[Collected data entries]
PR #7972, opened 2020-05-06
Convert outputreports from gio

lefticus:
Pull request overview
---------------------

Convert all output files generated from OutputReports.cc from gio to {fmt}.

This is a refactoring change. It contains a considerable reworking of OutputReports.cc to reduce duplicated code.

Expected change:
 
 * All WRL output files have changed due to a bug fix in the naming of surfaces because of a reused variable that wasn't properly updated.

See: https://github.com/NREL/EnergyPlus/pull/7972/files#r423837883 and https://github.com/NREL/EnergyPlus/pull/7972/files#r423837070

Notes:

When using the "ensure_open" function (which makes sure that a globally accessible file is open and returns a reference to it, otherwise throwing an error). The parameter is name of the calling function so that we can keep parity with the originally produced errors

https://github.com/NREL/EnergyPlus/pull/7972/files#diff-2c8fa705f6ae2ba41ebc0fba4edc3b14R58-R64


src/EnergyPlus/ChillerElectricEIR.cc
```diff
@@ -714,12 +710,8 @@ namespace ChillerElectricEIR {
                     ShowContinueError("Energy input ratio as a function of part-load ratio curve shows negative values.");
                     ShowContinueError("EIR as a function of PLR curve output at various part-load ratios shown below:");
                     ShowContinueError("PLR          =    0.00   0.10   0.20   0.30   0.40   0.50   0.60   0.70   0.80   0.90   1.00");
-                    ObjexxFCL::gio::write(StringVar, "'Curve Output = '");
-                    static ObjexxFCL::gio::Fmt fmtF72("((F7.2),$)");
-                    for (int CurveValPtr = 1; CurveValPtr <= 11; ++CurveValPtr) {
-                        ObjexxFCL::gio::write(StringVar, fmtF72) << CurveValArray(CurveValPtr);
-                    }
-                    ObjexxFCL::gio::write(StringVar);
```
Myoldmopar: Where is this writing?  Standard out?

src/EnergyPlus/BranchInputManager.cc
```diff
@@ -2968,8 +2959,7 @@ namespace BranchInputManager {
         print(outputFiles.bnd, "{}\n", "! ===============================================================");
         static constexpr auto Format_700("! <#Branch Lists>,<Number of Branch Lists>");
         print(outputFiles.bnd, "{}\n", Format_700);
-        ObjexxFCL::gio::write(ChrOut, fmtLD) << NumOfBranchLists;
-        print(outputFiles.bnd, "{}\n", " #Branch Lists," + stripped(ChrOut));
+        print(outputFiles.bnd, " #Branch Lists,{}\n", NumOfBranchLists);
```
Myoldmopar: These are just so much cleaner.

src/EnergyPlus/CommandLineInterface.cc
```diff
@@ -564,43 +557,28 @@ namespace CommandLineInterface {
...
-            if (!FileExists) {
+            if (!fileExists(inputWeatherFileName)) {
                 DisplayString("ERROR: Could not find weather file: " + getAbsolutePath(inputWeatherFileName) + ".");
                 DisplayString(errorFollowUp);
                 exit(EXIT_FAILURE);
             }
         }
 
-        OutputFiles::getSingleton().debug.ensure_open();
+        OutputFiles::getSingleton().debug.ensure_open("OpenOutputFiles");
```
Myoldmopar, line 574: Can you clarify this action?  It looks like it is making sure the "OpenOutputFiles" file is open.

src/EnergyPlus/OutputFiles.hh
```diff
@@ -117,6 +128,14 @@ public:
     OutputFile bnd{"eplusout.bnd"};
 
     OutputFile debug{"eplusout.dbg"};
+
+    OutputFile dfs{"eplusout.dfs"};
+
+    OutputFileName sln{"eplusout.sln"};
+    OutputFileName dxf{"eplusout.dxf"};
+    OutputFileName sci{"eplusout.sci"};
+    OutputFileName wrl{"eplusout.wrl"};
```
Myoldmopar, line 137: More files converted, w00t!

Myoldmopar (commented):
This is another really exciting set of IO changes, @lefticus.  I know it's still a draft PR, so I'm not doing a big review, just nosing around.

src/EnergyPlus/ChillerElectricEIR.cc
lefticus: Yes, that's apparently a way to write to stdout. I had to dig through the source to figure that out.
==
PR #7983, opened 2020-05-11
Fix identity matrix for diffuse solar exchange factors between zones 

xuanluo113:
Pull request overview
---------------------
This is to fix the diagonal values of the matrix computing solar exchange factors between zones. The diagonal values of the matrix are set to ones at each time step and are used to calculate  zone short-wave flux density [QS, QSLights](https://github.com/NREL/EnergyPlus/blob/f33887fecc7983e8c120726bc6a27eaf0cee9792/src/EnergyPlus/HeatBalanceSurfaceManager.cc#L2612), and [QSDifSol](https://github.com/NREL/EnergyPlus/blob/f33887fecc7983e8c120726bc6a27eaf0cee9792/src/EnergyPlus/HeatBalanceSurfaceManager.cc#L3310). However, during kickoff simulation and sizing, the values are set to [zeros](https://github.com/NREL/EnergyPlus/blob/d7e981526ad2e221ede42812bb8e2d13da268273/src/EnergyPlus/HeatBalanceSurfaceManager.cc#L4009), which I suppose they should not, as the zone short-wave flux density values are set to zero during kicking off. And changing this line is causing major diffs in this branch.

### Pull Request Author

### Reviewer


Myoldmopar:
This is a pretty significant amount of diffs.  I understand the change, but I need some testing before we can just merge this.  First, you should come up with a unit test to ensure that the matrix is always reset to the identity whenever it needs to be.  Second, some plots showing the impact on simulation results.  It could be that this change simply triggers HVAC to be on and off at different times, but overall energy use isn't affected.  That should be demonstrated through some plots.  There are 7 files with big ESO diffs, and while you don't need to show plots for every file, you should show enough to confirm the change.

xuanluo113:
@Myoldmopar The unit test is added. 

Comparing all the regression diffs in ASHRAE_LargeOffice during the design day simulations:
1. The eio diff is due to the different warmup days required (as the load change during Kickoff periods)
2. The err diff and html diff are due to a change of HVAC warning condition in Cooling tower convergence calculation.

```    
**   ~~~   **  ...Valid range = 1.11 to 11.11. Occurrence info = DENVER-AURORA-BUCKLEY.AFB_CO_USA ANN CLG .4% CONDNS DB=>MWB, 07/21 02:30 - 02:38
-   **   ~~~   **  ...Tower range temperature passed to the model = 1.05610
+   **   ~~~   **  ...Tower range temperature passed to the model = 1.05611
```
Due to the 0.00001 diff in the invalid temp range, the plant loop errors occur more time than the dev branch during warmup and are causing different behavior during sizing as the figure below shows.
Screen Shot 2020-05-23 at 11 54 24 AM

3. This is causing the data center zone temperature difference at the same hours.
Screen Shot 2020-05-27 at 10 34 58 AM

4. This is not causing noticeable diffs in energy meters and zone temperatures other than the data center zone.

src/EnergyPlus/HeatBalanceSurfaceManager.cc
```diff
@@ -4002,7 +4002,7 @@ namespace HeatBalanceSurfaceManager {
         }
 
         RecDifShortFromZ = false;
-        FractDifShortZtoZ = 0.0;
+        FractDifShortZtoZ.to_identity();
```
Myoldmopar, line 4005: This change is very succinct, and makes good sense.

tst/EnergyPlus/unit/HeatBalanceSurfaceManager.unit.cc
---
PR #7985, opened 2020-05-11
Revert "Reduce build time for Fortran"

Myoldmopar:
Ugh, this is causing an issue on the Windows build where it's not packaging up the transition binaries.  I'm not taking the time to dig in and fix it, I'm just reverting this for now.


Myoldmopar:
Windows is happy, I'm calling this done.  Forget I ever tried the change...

→ REQUIRED ACTION: Consider the entries above and return each line with the string "should".

→ TASK ANSWER:
This is to fix the diagonal values of the matrix computing solar exchange factors between zones. The diagonal values of the matrix are set to ones at each time step and are used to calculate  zone short-wave flux density [QS, QSLights](https://github.com/NREL/EnergyPlus/blob/f33887fecc7983e8c120726bc6a27eaf0cee9792/src/EnergyPlus/HeatBalanceSurfaceManager.cc#L2612), and [QSDifSol](https://github.com/NREL/EnergyPlus/blob/f33887fecc7983e8c120726bc6a27eaf0cee9792/src/EnergyPlus/HeatBalanceSurfaceManager.cc#L3310). However, during kickoff simulation and sizing, the values are set to [zeros](https://github.com/NREL/EnergyPlus/blob/d7e981526ad2e221ede42812bb8e2d13da268273/src/EnergyPlus/HeatBalanceSurfaceManager.cc#L4009), which I suppose they should not, as the zone short-wave flux density values are set to zero during kicking off. And changing this line is causing major diffs in this branch.
This is a pretty significant amount of diffs.  I understand the change, but I need some testing before we can just merge this.  First, you should come up with a unit test to ensure that the matrix is always reset to the identity whenever it needs to be.  Second, some plots showing the impact on simulation results.  It could be that this change simply triggers HVAC to be on and off at different times, but overall energy use isn't affected.  That should be demonstrated through some plots.  There are 7 files with big ESO diffs, and while you don't need to show plots for every file, you should show enough to confirm the change.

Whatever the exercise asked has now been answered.